Cytogenetic abnormalities.

In a Phase II clinical trial of eltrombopag at an initial dose of 50 mg/day (with dose escalation every 2 weeks up to a maximum of 150 mg/day) (ELT112523) in patients with refractory AA, new cytogenetic abnormalities were observed in 17.1% of adult patients (7/41, of whom 4 had chromosome 7 abnormalities). The median time to onset of cytogenetic abnormality was 2.9 months.

In another Phase II clinical trial of eltrombopag at a dose of 150 mg/day (with adjustments based on ethnicity or age according to indications) (ELT116826) in patients with refractory AA, new cytogenetic abnormalities were observed in 22.6% of adult patients (7/31, of whom 3 had chromosome 7 abnormalities). All 7 patients had normal baseline cytogenetic parameters. Cytogenetic abnormalities were observed in six patients at month 3 of eltrombopag treatment and in one patient at month 6.

During an uncontrolled open-label trial in AA, patients underwent bone marrow aspiration and cytogenetic abnormalities were assessed. Eight (19%) patients developed new cytogenetic abnormalities, including 5 patients with chromosome 7 abnormalities. In two ongoing trials (ELT116826 and ELT116643), cytogenetic abnormalities were detected in 4 out of 28 (14%) and 4 out of 62 (6%) patients, respectively.

Hematologic malignancies.

In an uncontrolled open-label trial in AA, MDS was diagnosed in 3 (7%) patients after treatment with eltrombopag. In two ongoing trials (ELT116826 and ELT116643), MDS and AML were diagnosed in 1 out of 28 (4%) and 1 out of 62 (2%) patients, respectively.

Shelf life. 3 years.

Storage conditions.

Store below 30 °C. Keep out of reach of children.

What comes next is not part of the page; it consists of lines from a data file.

PR #665, opened 2025-10-17
Fall back to downloading from go.dev/dl instead of storage.googleapis.com/golang

### LINKED ISSUE #664: storage.googleapis.com/golang no longer allows anonymous access causing 403 on Golang download fallback
**Description:**
`actions/setup-go` falls back to downloading from `storage.googleapis.com/golang` when the download from `golang-versions` does not succeed.

Anonymous access to this bucket is no longer allowed, causing 403s:

https://storage.googleapis.com/golang/go1.25.3.linux-amd64.tar.gz

Image

**Action version:**
`actions/setup-go@v4`

**Platform:**
- [x] Ubuntu
- [ ] macOS
- [ ] Windows

**Runner type:**
- [ ] Hosted
- [x] Self-hosted

**Tools version:**
N/A

**Repro steps:**  
1. Hit the rate limit to `go-versions`. Fall back to downloading from `storage.googleapis.com/golang`.
2. Receive 403

**Expected behavior:**
The fallback to download from Go directly should work.

**Actual behavior:**

```
API rate limit exceeded for <ip>. (But here's the good news: Authenticated requests get a higher rate limit. Check out the documentation for more details.)
Falling back to download directly from Go
Install from dist
Acquiring go1.25.3 from https://storage.googleapis.com/golang/go1.25.3.linux-amd64.tar.gz
Error: Failed to download version ^1.20.0: Error: Unexpected HTTP response: 403
```

nicholasngai:
**Description:**

storage.googleapis.com/golang no longer allows anonymous bucket access:

Image

Fall back to downloading from dl.google.com/go, which is where https://go.dev/dl/ points to now.

**Related issue:**

Closes #664.

**Check list:**

### DIFF
--- a/README.md
+++ b/README.md
@@ -27,7 +27,7 @@ See full release notes on the [releases page](https://github.com/actions/setup-g
 The action will first check the local cache for a version match. If a version is not found locally, it will pull it from
 the `main` branch of the [go-versions](https://github.com/actions/go-versions/blob/main/versions-manifest.json)
 repository. On miss or failure, it will fall back to downloading directly
-from [go dist](https://dl.google.com/go). To change the default behavior, please use
+from [go dist](https://go.dev/dl). To change the default behavior, please use
 the [check-latest input](#check-latest-version).
 
 **Note:** The `setup-go` action uses executable binaries which are built by Golang side. The action does not build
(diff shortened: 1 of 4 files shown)


dmitshur:
Consider using https://go.dev/dl/ itself and following the redirects. It's likely that https://dl.google.com/go/ will remain current for a long time, but if it ends up changing in the future, this will break and need updating again. So using https://go.dev/dl/ URLs and following where it redirects should be more future-proof.

nicholasngai:
Makes sense to me! Just wasn’t sure which would be more stable—I could see an argument that go.dev is unstable too since they could move their download page to a different URL slug so I just chose one arbitrarily.

Updated the PR to do go.dev/dl though!

dmitshur:
Thanks for doing that!

From my perspective, changing download URLs from `https://storage.googleapis.com/golang/{file}` to `https://go.dev/dl/{file}` is the right thing to do, so I'll leave further PR review to owners of this repository.

priyagupta108 (approved):

aparnajyothi-y (approved):

tdyas:
Why not use the same method as the `go` tool itself? That is, download from the Go module proxy. I opened https://github.com/actions/setup-go/issues/678 for this idea.

PR #729, opened 2026-03-03
fix: allow multiple invocations with caching enabled

maxcleme:
## Summary

This PR fixes an issue where calling `setup-go` multiple times with caching enabled in the same workflow would fail. The second invocation would attempt to save to the same cache key, causing a conflict.

## Problem

When a workflow needs to call `setup-go` multiple times with different configurations (e.g., different working directories with different `go.mod` files), the cache-save post action would fail because:
1. The first invocation successfully saves to the cache
2. The second invocation tries to save to the same cache key (which already exists)
3. This results in errors or warnings about duplicate cache saves

## Solution

This fix introduces state tracking to prevent duplicate cache save attempts:

### New Constants (`src/constants.ts`)
- `getAlreadyCachedKey()` / `setAlreadyCachedKey()`: Track which cache keys were already found in cache (cache hit)
- `getPrimaryCacheKey()` / `setPrimaryCacheKey()`: Track the primary cache key for each invocation
- `getCachedGoModPath()` / `setCachedGoModPath()`: Track which `go.mod` paths have already been cached

### Cache Restore Changes (`src/cache-restore.ts`)
- Store state about whether cache was hit and the primary key used
- Track the `go.mod` path being processed

### Cache Save Changes (`src/cache-save.ts`)
- Check if this specific `go.mod` path was already cached in a previous invocation
- Skip cache save if already handled, preventing duplicate save attempts
- Log appropriate messages when skipping duplicate saves

## Testing

- Added comprehensive tests for the multiple invocation scenario in `__tests__/cache-restore.test.ts`
- Added new test file `__tests__/cache-save.test.ts` with tests for:
  - Normal cache save behavior
  - Skipping save when cache was already hit
  - Skipping save when path was already cached by previous invocation
  - Handling of different `go.mod` paths

## Example Workflow That Now Works

```yaml
jobs:
  build:
    runs-on: ubuntu-latest
    steps:
      - uses: actions/checkout@v4
      
      - uses: actions/setup-go@v5
        with:
          go-version: '1.21'
          cache: true
          cache-dependency-path: 'service-a/go.sum'
      
      - run: go build ./...
        working-directory: service-a
      
      - uses: actions/setup-go@v5
        with:
          go-version: '1.21'
          cache: true
          cache-dependency-path: 'service-b/go.sum'
      
      - run: go build ./...
        working-directory: service-b
```

## Checklist

- [x] Source code changes
- [x] Rebuilt dist files (`npm run build`)
- [x] Added/updated tests
- [x] All tests pass

### DIFF
--- a/__tests__/cache-restore.test.ts
+++ b/__tests__/cache-restore.test.ts
@@ -6,6 +6,7 @@ import fs from 'fs';
 import * as cacheRestore from '../src/cache-restore';
 import * as cacheUtils from '../src/cache-utils';
 import {PackageManagerInfo} from '../src/package-managers';
+import {State} from '../src/constants';
 
 describe('restoreCache', () => {
   let hashFilesSpy: jest.SpyInstance;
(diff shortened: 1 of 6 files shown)


maxcleme:
This is vibe crap.

Issue #2764, opened 2026-02-25
FSUIPC Offset Input Action does not replace @ placeholder with current input value


tristanmcpherson:
**Describe the bug**
@ should be replaced with the current input value (for example the ProSim flight phase string), and that resolved value

**Steps To Reproduce**
1. Create an Output config with source ProSim and dataref aircraft.fms.flightPhase (verify it updates live).
2. In the same Output config, set Display Type to Input Action.
3. Configure OnChange action type FSUIPC - Offset.
4. Set target offset to string offset 0x2760 (size 255).
5. In More Options -> Set Value, enter @.
6. Run the sim and trigger a flight phase change.
7. Observe FSUIPC offset logging or PilotsDeck reading 0x2760.

**Expected behavior**
@ should be replaced with the current input value (for example the ProSim flight phase string), and that resolved value

**Actual behavior**
Offset 0x2760 receives literal text @.

**Details**
 - MobiFlight Version: Latest beta

PR #2765, opened 2026-02-25
Fix Output InputAction placeholder replacement for FSUIPC string offsets

tristanmcpherson:
Fixes https://github.com/MobiFlight/MobiFlight-Connector/issues/2764

Instead of checking args.Value, we should check args.StrValue if it is present. Additionally, we should send `value` and not `Value` for the 255 offset size. (Likely this could be better named)

### DIFF
--- a/MobiFlightUnitTests/MobiFlight/InputConfig/InputActionExecutionCacheTests.cs
+++ b/MobiFlightUnitTests/MobiFlight/InputConfig/InputActionExecutionCacheTests.cs
@@ -113,6 +113,32 @@ namespace MobiFlight.InputConfig.Tests
         }
 
         [TestMethod]
+        public void Execute_AnalogInputConfig_ExecutesWhenStrValueTransitionsFromNullToText()
+        {
+            var cache = new InputActionExecutionCache();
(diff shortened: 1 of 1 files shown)


MobiFlightUnitTests/MobiFlight/InputConfig/InputActionExecutionCacheTests.cs
```diff
@@ -0,0 +1,167 @@
...
+            var secondResult = cache.Execute(
+                config,
+                new CacheCollection(),
+                new InputEventArgs { Value = 42, StrValue = null },
+                new List<ConfigRefValue>());
+
+            Assert.IsTrue(firstResult);
+            Assert.IsFalse(secondResult);
+            Assert.AreEqual(1, action.ExecuteCount);
+        }
```
DocMoebiuz, line 87: The case where one event has strValue = null and the other one actually has strValue set, could be an interesting edge case that we would want to cover.

tristanmcpherson: Good idea, done

PR #2834, opened 2026-03-17
Restructure repository

ColinM9991:
To prepare for an upcoming .NET Core migration, this pull request restructures the repository to follow a more conventional structure containing `src` and `tests` directories.

The .NET Core SDK includes items automatically via glob patterns and so it is pertinent that projects are segregated. While it's possible to exclude files within the csproj file that could get quite messy and introduce risk down the line where files may accidentally be included in projects that they shouldn't be in.

A diff of the MobiFlightConnector.zip from this PR compared alongside a known good zip yields a positive result that shows the only left orphans (files in the known good but missing after this restructure) are the frontend/distassets that are hashed when generated, meaning the file name will always be different across runs.

image

# Note

Please don't merge without first validating the release process

Although I've updated some YAML workflow files, I have not tested the full release process to ensure the final artifact (that is attached to GitHub releases) is correct. This is where I will need some steer in terms of how this process is run locally.


DocMoebiuz (approved):
Fantastic!!!

PR #2872, opened 2026-04-03
Migration to .NET 10

ColinM9991:
# Description

Migrating from .NET Framework to .NET 10 is naturally a massive change, even if not at the surface. There are many changes in the SDK and runtime which improve security, deprecate APIs and some that affect the lower level memory-pinning to yield better performance. The SDK is also less forgiving which raises issues that may not have been observed prior to this migration.

# Notable changes

## Self-contained

The .NET core version is published as a self-contained application to ensure end users don't need to manually install .NET versions. The runtime ships with the application.

## MobiFlight Installer

The installer now uses an array of process paths for MFConnector with the first being `MFConnector.dll` for .NET Core's new compilation style and the second being `MFConnector.exe`. The installer will use the first file that exists.

This ensures thew Installer allows people to update in place between .NET Framework and .NET Core.

## Dependency Injection

Dependency injection has been added at the entry point via `IHostBuilder`. `MainForm` is currently the only service that's registered in the container. This paves the way for improving the testability of the application.

## DataSet and DataTable

These types are no longer part of the Windows Forms toolbox in later versions of .NET. These were originally configured incorrectly in that the type of the settings column was specified as `typeof(object)` while the actual type would be one of `OutputConfigItem` or `InputConfigItem`. .NET is more stringent than .NET Framework and the lower level implementation of the `DataSet` class, particularly with how types are resolved.

Short of redesigning the data loading process, `FsuipcConfigPanel` has been updated to use `XmlSerializer` to continue to support the existing functionality for the Presets.aip file

## UI Resource duplication

The resource files had a _lot_ of duplicate keys. These have all been removed

# TODO
- [x] Convert MobiFlightConnector to .NET 10
- [x] Migrate Unit Tests
- [x] Migrate Installer
- [x] Update workflow files to use .NET SDK
- [x] Test hardware and flight simulators


ColinM9991:
Non-exhaustive tests have been performed by tigert and RyanD across MSFS and X-Plane with Arduino and WINWING devices

tests/MobiFlightUnitTests/assets/Base/ConfigFile/interpolation-checkmark-test.mcc
DocMoebiuz, line 1: is this change to the mcc file necessary?

src/MobiFlight-Installer/model/MobiFlightUpdaterModel.cs
```diff
@@ -149,27 +162,12 @@ public static void GoExtractToDirectory(string zipPath, string destinationDirect
...
-
-                            if (File.Exists(backupFile))
-                                System.IO.File.Delete(backupFile);
-                            System.IO.File.Move(FileInstaller.FullName, backupFile);
-                        }
-                        else
-                        {
-                            Log.Instance.log("Mobiflight-Installer no need to be upgrade, extracting file skipped", LogSeverity.Info);
-                            continue;
-                        }
```
DocMoebiuz, line 169: I am not sure what use case this is.
I guess the MobiFlight-Installer that is contained in the zip file is newer than the local one.
We can only update the installer file if our process is not holding the file lock. That's why we move it to a different name and then.

With .NET we are now talking about dll files and not exe files anymore... but we will need something similar.

src/MobiFlight-Installer/UI/UpdaterMainForm.cs
```diff
@@ -14,15 +14,14 @@ public partial class UpdaterMainForm : Form
         private WebClient _webClient;
         private string CurrentFileName = "";
 
-        public UpdaterMainForm()
+        public UpdaterMainForm(bool useBeta = false)
```
DocMoebiuz: Do we have instances where we are still calling it without any parameter?
If no, we would not have to provide a default.

src/MobiFlightConnector/mobiflight.ico
DocMoebiuz, line 1: Did this file get lost in the other project folder structure change PR?

DocMoebiuz (commented):
Please review my comments.

src/MobiFlightConnector/mobiflight.ico
ColinM9991: It was previously referenced by relative path at the repository root but Visual Studio prefers copies that live in the same directory

tests/MobiFlightUnitTests/assets/Base/ConfigFile/interpolation-checkmark-test.mcc
ColinM9991: This was an interesting one. The file has been in the repository for some time but wasn't set to copy to output directory, so the test suite has never tested this file. Now that copy to output is done on a glob pattern, it turned out this file was out of sync with some changes over the years. The schema was slightly different to what was expected here.

ColinM9991:
Converted to a draft again as there are some issues with the installer workflow and the fact the installer needs to be able to self-update

DocMoebiuz (approved):
Amazing work! I am so happy that we can finally make this step.

PR #2892, opened 2026-04-12
Move Updater to subdirectory and remove expert mode

ColinM9991:
Pre-requisite work for #2872 

The updater needs to be able to self update for now, but this isn't possible with the current architecture. This should really live in a separate directory. Ideally it would live up one directory but this wouldn't be compatible with existing installations so instead it moves down to a directory titled `Updater`. This allows the application to live by itself while updating MobiFlight-Connector in the parent directory.


ColinM9991:
Need to craft some XML to test the upgrade process

PR #2895, opened 2026-04-12
Use Direct3D9 to use different rendering pipeline than XPlane

### LINKED ISSUE #2894: UI doesn't update if focus on X-Plane window
**Describe the bug**
UI doesn't update if focus on X-Plane window.

**Steps To Reproduce**
1. Start MobiFlight
2. Add a config that changes, e.g. time elapsed
3. Start X-Plane and load into flight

Packaging. 7 tablets per blister pack made of polyamide/aluminum foil/polyvinyl chloride. 4 blisters (for 25 mg tablets) or 2 blisters (for 50 mg tablets) per cardboard box.

Prescription status. Prescription only.

Manufacturers.

  1. Glaxo Wellcome S.A., Spain/

Glaxo Wellcome S.A., Spain (Batch release);

  1. Novartis Farmaceutica, S.A., Spain/

Novartis Farmaceutica, S.A., Spain (Batch release)

  1. Novartis Pharmaceutical Manufacturing LLC, Slovenia/

Novartis Pharmaceutical Manufacturing LLC, Slovenia (Batch release).

Manufacturers' addresses and locations of operations.

  1. Glaxo Wellcome S.A.,

Avda. Extremadura, 3, Pol. Ind. Allendeduero, Aranda de Duero, Burgos, 09400, Spain/

Glaxo Wellcome S.A.,

Avda. Extremadura, 3, Pol. Ind. Allendeduero, Aranda de Duero, Burgos, 09400, Spain.

  1. Novartis Farmaceutica, S.A.,

Gran Via de les Corts Catalanes 764, Barcelona, 08013, Spain/

Novartis Farmaceutica, S.A.,

Gran Via de les Corts Catalanes 764, Barcelona, 08013, Spain

  1. Novartis Pharmaceutical Manufacturing LLC,

Verovskova Ulica 57, Ljubljana, 1000, Slovenia/

Novartis Pharmaceutical Manufacturing LLC,

Verovskova Ulica 57, Ljubljana, 1000, Slovenia.